Four Months of Infection, Three Months of Treatment
In the same paper, these researchers reported on another study that started the same way, infecting monkeys with Lyme disease for 4 months. Then, they gave them a month of IV antibiotics (ceftriaxone) followed by two months of oral doxycycline. The same thing happened: the blood tests became negative. This time, when they sacrificed the animals, tissue studies showed that 27% of the monkeys were cured.
That means that 73% of the monkeys still had viable, infectious Lyme disease that could easily cause symptoms in them. If you look at the control group – the monkeys who didn’t receive the treatment – the blood tests of half of these animals went from positive to negative over the course of the study. Even without treatment, monkeys that had previously tested positive for antibodies became negative!

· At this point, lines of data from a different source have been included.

PR #1886, opened 2021-03-07
output/json: Set and flush thresholds

codebien:
Added the ability to set and flush the thresholds implementing the WithThresholds interface as required from the Engine.

The SetThresholds implementation is the same as the cloud version. If you like the idea, I could also refactor out it to centralize the logic.

Closes #1052

PR #2007, opened 2021-05-06
Fix threshold encoding when marshalling to JSON

imiric:
This fixes an encoding issue for thresholds that are marshalled to JSON, recently added to the JSON output in #1886.

[`json.Marshal()`](https://golang.org/pkg/encoding/json/#Marshal) escapes HTML-sensitive characters by default, so `<` is converted to `\u003c`, `>` to `\u003e`, etc.

We missed it in our tests since they also relied on this behavior which obscures the wrong encoding, but you can see it if you checkout af1e032e and run `go run main.go run -o json=- ./samples/thresholds.js`. The `http_req_duration` metric will be rendered as:

```
{"type":"Metric","data":{"name":"http_req_duration","type":"trend","contains":"time","tainted":null,"thresholds":["p(95)\u003c500"],"submetrics":null,"sub":{"name":"","parent":"","suffix":"","tags":null}},"metric":"http_req_duration"}
```

Whereas on this branch it's rendered properly:

```
{"type":"Metric","data":{"name":"http_req_duration","type":"trend","contains":"time","tainted":null,"thresholds":["p(95)<500"],"submetrics":null,"sub":{"name":"","parent":"","suffix":"","tags":null}},"metric":"http_req_duration"}
```

We should probably merge this before releasing v0.32.0.

### DIFF
--- a/output/json/json_test.go
+++ b/output/json/json_test.go
@@ -47,7 +47,7 @@ func getValidator(t *testing.T, expected []string) func(io.Reader) {
 				t.Errorf("Read unexpected line number %d, expected only %d entries", i, len(expected))
 				continue
 			}
-			assert.JSONEq(t, expected[i-1], string(s.Bytes()))
+			assert.Equal(t, expected[i-1], string(s.Bytes()))
 		}
 		assert.NoError(t, s.Err())
 		assert.Equal(t, len(expected), i)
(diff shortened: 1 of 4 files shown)


stats/thresholds.go
```diff
@@ -213,7 +216,21 @@ func (ts Thresholds) MarshalJSON() ([]byte, error) {
...
 		configs[i].AbortGracePeriod = t.AbortGracePeriod
 	}
-	return json.Marshal(configs)
+
+	return MarshalJSONWithoutHTMLEscape(configs)
+}
+
+// MarshalJSONWithoutHTMLEscape marshals t to JSON without escaping characters
+// for safe use in HTML.
+func MarshalJSONWithoutHTMLEscape(t interface{}) ([]byte, error) {
```
imiric, line 225: I would've liked to move this to a helpers file in `lib`, and also reuse it here: https://github.com/k6io/k6/blob/af1e032ebf949cde092d4a2eddb78528ea0a5864/lib/archive.go#L384-L395

But unfortunately that creates an import cycle (`stats`->`lib`->`stats`), so I left it here.

stats/thresholds.go
```diff
@@ -213,7 +216,21 @@ func (ts Thresholds) MarshalJSON() ([]byte, error) {
...
+	buffer := &bytes.Buffer{}
+	encoder := json.NewEncoder(buffer)
+	encoder.SetEscapeHTML(false)
+	err := encoder.Encode(t)
+	bytes := buffer.Bytes()
+	// Remove the newline appended by Encode() :-/
+	// See https://github.com/golang/go/issues/37083
+	return bytes[:len(bytes)-1], err
```
imiric, line 233: This is unfortunate, but I don't see a way around it. :disappointed:

output/json/json_test.go
```diff
@@ -47,7 +47,7 @@ func getValidator(t *testing.T, expected []string) func(io.Reader) {
 				t.Errorf("Read unexpected line number %d, expected only %d entries", i, len(expected))
 				continue
 			}
-			assert.JSONEq(t, expected[i-1], string(s.Bytes()))
+			assert.Equal(t, expected[i-1], string(s.Bytes()))
```
imiric, line 50: `assert.JSONEq()` uses `json.Unmarshal()` and was hiding the encoding issue. So an equality check seems safer.

na--: Hmm but `Equal` may flakily fail if the order of encoding between the two differs, which it might when there are Go maps (e.g. `tags`) involved.

MStoykov: go maps are sorted before they are encoded with the stdlib json. This is actually one of the "*optimizations*" in easyjson ;)

imiric: Ah, that explains it then. I added another tag and [stress tested](https://dave.cheney.net/2013/06/19/stress-test-your-go-packages) `output/json` for a few minutes and didn't see a failure.

Besides, even if that wasn't the case we'd need to stabilize them for the tests, since `assert.JSONEq` is unusable because of the encoding issue.

MStoykov (approved):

A Variety of Responses to Infection
Dr. Embers did other studies, as well, which found that the host monkeys showed their infection in different ways and had a variety of different antibody responses. [2] Some animals responded to certain proteins on Lyme disease but not others. Some responded to no proteins at all, meaning their blood antibody tests, like the typical Lyme antibody screen often run on humans, were negative.
Some tested positive only on skin biopsies, but not blood tests. Some were positive only when a sterile tick fed on them, so that the monkey infected the tick. There was a great variety in the diagnostics and how these each individual animal expressed infection. Few subjects developed the classic Lyme EM or bull’s eye rash.

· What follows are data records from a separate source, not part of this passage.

PR #2015, opened 2021-05-11
Update brotli to v1.0.2

MStoykov:
mostly because of https://github.com/andybalholm/brotli/issues/22


na-- (approved):
LGTM, though please move the second half of the title in the description field :wink: :smile:

PR #2017, opened 2021-05-12
Make the windows version info only for windows

MStoykov:
Previously this would've been embedded in *all* binaries as go didn't
know that it shouldn't. This looks to have had no impact, but with the
addition of macos + arm64 binaries we found it as that platform doesn't
support embedding of the specific generate file.


na-- (approved):

imiric (approved):
Clean solution! I was expecting to have to do some wrangling inside `build-release.sh` :sweat_smile:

Other animals that were negative seven months tested positive at 12 months. The results seem to be dependent on how and at what point the researchers did the testing, as well as what part of Lyme they’re looking for.
It was a diagnostic conundrum, but in the end, after the 1.2 years of the study, none of the animals were cured. This is problematic because even though this was a study with artificially-infected animals in a sterile environment with very few stressors, none of them were cured with the standard 28-day treatment.

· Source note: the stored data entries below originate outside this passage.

PR #2021, opened 2021-05-14
Fix a mistake in the v0.32.0 release notes

na--:
Not sure how we missed this :sweat_smile: :man_facepalming:

### DIFF
--- a/release notes/v0.32.0.md
+++ b/release notes/v0.32.0.md
@@ -84,7 +84,7 @@ We will now publish binary arm64 releases for macOS and Linux for new k6 release
 
 ## Internals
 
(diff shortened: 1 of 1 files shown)


na--:
We should just get rid of Codecov, with PRs like this it's obvious how completely wrong it is :confused:

MStoykov (approved):

MStoykov:
> We should just get rid of Codecov, with PRs like this it's obvious how completely wrong it is confused

I can't currently open to see which 1 line is now not being covered, but it is very possible that between some runs we don't run all lines. I am still fine with dropping codecov, but if we are dropping it I prefer to replace it in not this release cycle as 1 release  cycle of mostly CI changes in enough for me :P

na--:
Hmm seems codecodev has updated the comment since, it used to be way more wrong. Click on the `edited` field in the top, see the initial version and how completely wrong it was.

MStoykov:
It seems like it updated with the `windows` specific tests as well ... at least from that edit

In another paper published by Dr. Embers and associates, they reported that inflammation and intact spirochetes were found in a variety of tissue types, including brain, heart, skeletal muscles, urinary bladder and peripheral nerves. [3]
Why Does Lyme Persist?
Intracellular Localization
Part of the answer is that bacteria, including those that cause Lyme disease, can cause persistent illness by hiding inside of cells. This intracellular localization makes it much harder for your body and all of our medical treatments to find them. When Lyme is hiding inside of cells you may be less likely to produce a good antibody response, making our standard lab tests less effective.
Antibiotic-Privileged Sites
Another thing these organisms can do is go into antibiotic-privileged sites where antibiotics and antimicrobial herbs have a difficult time getting to them.
Dormant Forms
They also have persistent or dormant states like cyst, biofilm, and granule forms.
- Cyst forms occur when the spirochete rolls up into a ball, becoming metabolically inactive and protecting itself much like an armadillo. [4]
- Biofilms occur when the organisms group together and sequester fat, fibrin, and polysaccharides to protect themselves. These biofilms can be strong enough to prevent antibiotics from killing the organisms. [5]
Presence of Co-Infections
Both ticks and those who are bitten by ticks might be suffering from multiple infections, a phenomenon called co-infection. A deer tick carrying Lyme disease might also carry Anaplasma, Babesia, and Borrelia miyamotoi and maybe even Bartonella species. [6-10]. All of these diseases can be transmitted through a deer tick bite.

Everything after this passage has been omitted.